You may also learn more about Dr. Prosen. There is a nice Wikipedia article that is fairly thorough.

    Laurel Braitmans also tells Brian's story in her book: "Animal Madness: How anxious dogs, compulsive parrots, and elephants in recovery help us understand ourselves, a survey of mental illness in animals and its relationship to our own problems."  

     Dr. Prosen had done research in empathy and particularly in family relationships, looking at non verbal communication, and utilizing facial movements to communicate. This basis of study was a perfect baseline of knowledge from which Dr. Prosen could serve in such an expert way for the bonobos. Likewise and in the reverse, his work with these primates and for that matter a few other species of animals helped him to even further understand human empathy. A quote on empathy by Dr. Prosen: "Empathy knows no country, no species, is universal and has always been available. I discovered after arriving at the zoo that it belonged to the bonobos long before us."

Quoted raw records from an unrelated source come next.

PR #108, opened 2022-10-14
[Conductor]Cleanup DB sync job at the right time

gibizer:
There was a lib-common issue where job.DoJob() deleted the Job right after it is succeeded. Then the controller tried to store the hash of the Job in Status. But if that failed (due to e.g. Conflict) then in the next Reconcile call lib-common would re-create and re-run the Job as the hash of the previous Job and the Job itself is lost.

The lib-common is fixed in a way that the automatic Job deletion is removed from DoJob() and that needs to be now done on the caller side via the new job.DeleteAllSuccededJobs() call.

This patch adapts to the new lib-common version by doing the Job cleanup right after the Status.Update() succeeded in the deferred call at the end of the Reconcile() run.

Depends-On: https://github.com/openstack-k8s-operators/lib-common/pull/77

### DIFF
--- a/go.mod
+++ b/go.mod
@@ -86,3 +86,5 @@ require (
 )
 
 replace github.com/openstack-k8s-operators/nova-operator/api => ./api
+
+replace github.com/openstack-k8s-operators/lib-common/modules/common => github.com/gibizer/lib-common/modules/common v0.0.0-20221014143800-c6662e4a62ff
--- a/controllers/novaconductor_controller.go
+++ b/controllers/novaconductor_controller.go
@@ -18,7 +18,6 @@ package controllers
 
 import (
 	"context"
-	"fmt"
 
 	k8s_errors "k8s.io/apimachinery/pkg/api/errors"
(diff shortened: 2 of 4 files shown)


go.mod
```diff
@@ -86,3 +86,5 @@ require (
 )
 
 replace github.com/openstack-k8s-operators/nova-operator/api => ./api
+
+replace github.com/openstack-k8s-operators/lib-common/modules/common => github.com/gibizer/lib-common/modules/common v0.0.0-20221014143800-c6662e4a62ff
```
gibizer, line 90: This needs to be dropped when lib-common change lands

gibizer:
So after this fix was still able to reproduce occasional double Job execution. It turned out that we can read stale data from a cache in operator-sdk. So simply moving the deletion logic after the Job hash is persisted is not enough. @abays suggested to simply delay the Job deletion by setting ttlSecondsAfterFinished on the Job. So with a big enough ttl value we can circumvent this issue.

PR #108, opened 2023-04-18
[BIT-224] Quadratic voting

opentaco:
### [BIT-224] Quadratic voting

**Quadratic voting**: maximize consensus statistical power

**Problem**: Miners at times complain about relatively inaccurate and outdated consensus dominated by top stake validators.
**Cause**: Validator UIDs roughly sample the network at the same rate, yet the pareto high validators apply much more stake per miner-performance-info-sample and dominate consensus toward their limited sampling.
**Objective**: Maximize the info and samples (UIDs) per effective stake-unit while minimizing the loss of effective stake.
**Solution**: Quadratic voting or more generally power voting, where `(effective_stake)^(power) = input_stake`.
**Example**: 10x => 8x divs multiplier `800k vali => (800k)^(1/1.1) = 233k eff. stake` vs `80k vali => (80k)^(1/1.1) = 29k eff. stake`
**Optimum**: Uniformly distributed stake over validator UIDs, maximizes the overall validation samples per stake-unit.
**Result**: Largest stake validators will acquire and run multiple validator UIDs and split stake across them toward validator avg stake, to retain best divs/stake; greater competition for validator slots.

--
After this is merged, then concurrently with chain upgrade do merge https://github.com/opentensor/bittensor/pull/1273

### DIFF
--- a/pallets/subtensor/src/lib.rs
+++ b/pallets/subtensor/src/lib.rs
@@ -149,6 +149,8 @@ pub mod pallet {
 		type InitialScalingLawPower: Get<u16>;
 		#[pallet::constant] // Initial synergy scaling law power.
 		type InitialSynergyScalingLawPower: Get<u16>;
+		#[pallet::constant] // Initial quadratic voting power.
+		type InitialQuadraticVotingPower: Get<u16>;
 		#[pallet::constant] // Immunity Period Constant.
 		type InitialImmunityPeriod: Get<u16>;
 		#[pallet::constant] // Activity constant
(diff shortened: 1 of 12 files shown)


pallets/subtensor/src/lib.rs
```diff
@@ -1527,12 +1534,20 @@ pub mod pallet {
...
+			Self::do_sudo_set_quadratic_voting_power( origin, netuid, quadratic_voting_power )
+		}
+
+		#[pallet::call_index(47)]
 		#[pallet::weight((0, DispatchClass::Operational, Pays::No))]
 		pub fn sudo_set_total_issuance(origin: OriginFor<T>, total_issuance: u64 ) -> DispatchResult {
 			Self::do_set_total_issuance(origin, total_issuance)
 		}
 		
-		#[pallet::call_index(47)]
```
opentaco: @camfairchild may these call_index values be modified like this?

camfairchild: You should assign the next call index to your new sudo call. We should avoid reassigning call indices, as this is effectively the API call name

opentaco: Noted, fixed, thx.

camfairchild (approved):
Approved. 
Note: This change will break peers that don't update the python-side

PR #113, opened 2023-04-20
now accountId type is U256 in test env and all test cases support it.

SaMotlagh:
- changed AccountId type in test env from u64 -> U256.
- changed all test cases to accept AccountId as U256.

### DIFF
--- a/pallets/subtensor/tests/benchmarking.rs
+++ b/pallets/subtensor/tests/benchmarking.rs
@@ -1,5 +1,3 @@
-#![recursion_limit = "512"]
-
 use pallet_subtensor::Error;
 use frame_support::assert_ok;
 use frame_system::Config;
--- a/pallets/subtensor/tests/benchmarking.rs
+++ b/pallets/subtensor/tests/benchmarking.rs
@@ -1,3 +1,5 @@
+#![recursion_limit = "512"]
+
 use pallet_subtensor::Error;
 use frame_support::assert_ok;
 use frame_system::Config;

     Dr. Prosen has written over 70 books, monographs, and articles, reviewed over 30 books and  delivered over 60 presentations at various conferences.

     Most recently Dr. Prosen has served as an advocate for Australian biologist Jeremy Griffith, whose several books on the human condition have led to Dr. Griffith founding a movement called the World Transformation Movement, or WTM. The most complete Griffith book on this topic has been rewritten and is now entitled "Freedom", and has an introduction by Dr. Harry Prosen. Also Dr. Prosen has worked in depth with Dr. Griffith on a planned documentary to explain the human condition in detail. I believe there is slow movement toward the production of this documentary film. The problem is that Griffith has alienated some people in high places in the religious community in Australia and that may have slowed the documentary process. I'm not going to go into the WTM in great detail here, but basically Dr. Griffith feels he has sorted out why human beings act the way they do, in so many ways contributing to the suffering of their fellow human beings.  The book explains why there seems to be evil in the world and why we cannot live in peace. I suggest starting with the Wikipedia article on the WTM and take it from there.

     Our group members seemed particularly interested in empathy and what it is, how it can be defined, how it differs from sympathy and from compassion, whether it can be taught or learned, and how we can practice more empathy in daily life.The group felt that empathy can be taught or is learned. But there is a difference between compassion and empathy though the difference is slight. It also depends on our perception and how the word compassion is being used. We all have empathy but the amount varies. Recent imaging studies have shown in which areas of the brain empathy arises. There are certainly inborn aspects of empathy. And the presence of empathy is tied up with the human condition. In the beginning, we may have empathy. Studies of infants have shown this. But in some of us as our lives are built we displace the empathy. Projection seems like empathy but it is not. For the psychiatrist, transference and countertransference are also involved. There was a general consensus that the group could spend another session discussing empathy. That may take place in the future.

     Again the group would wholeheartedly like to thank Dr. Prosen. He also offered to come back sometime and go into more detail about empathy and his areas of study.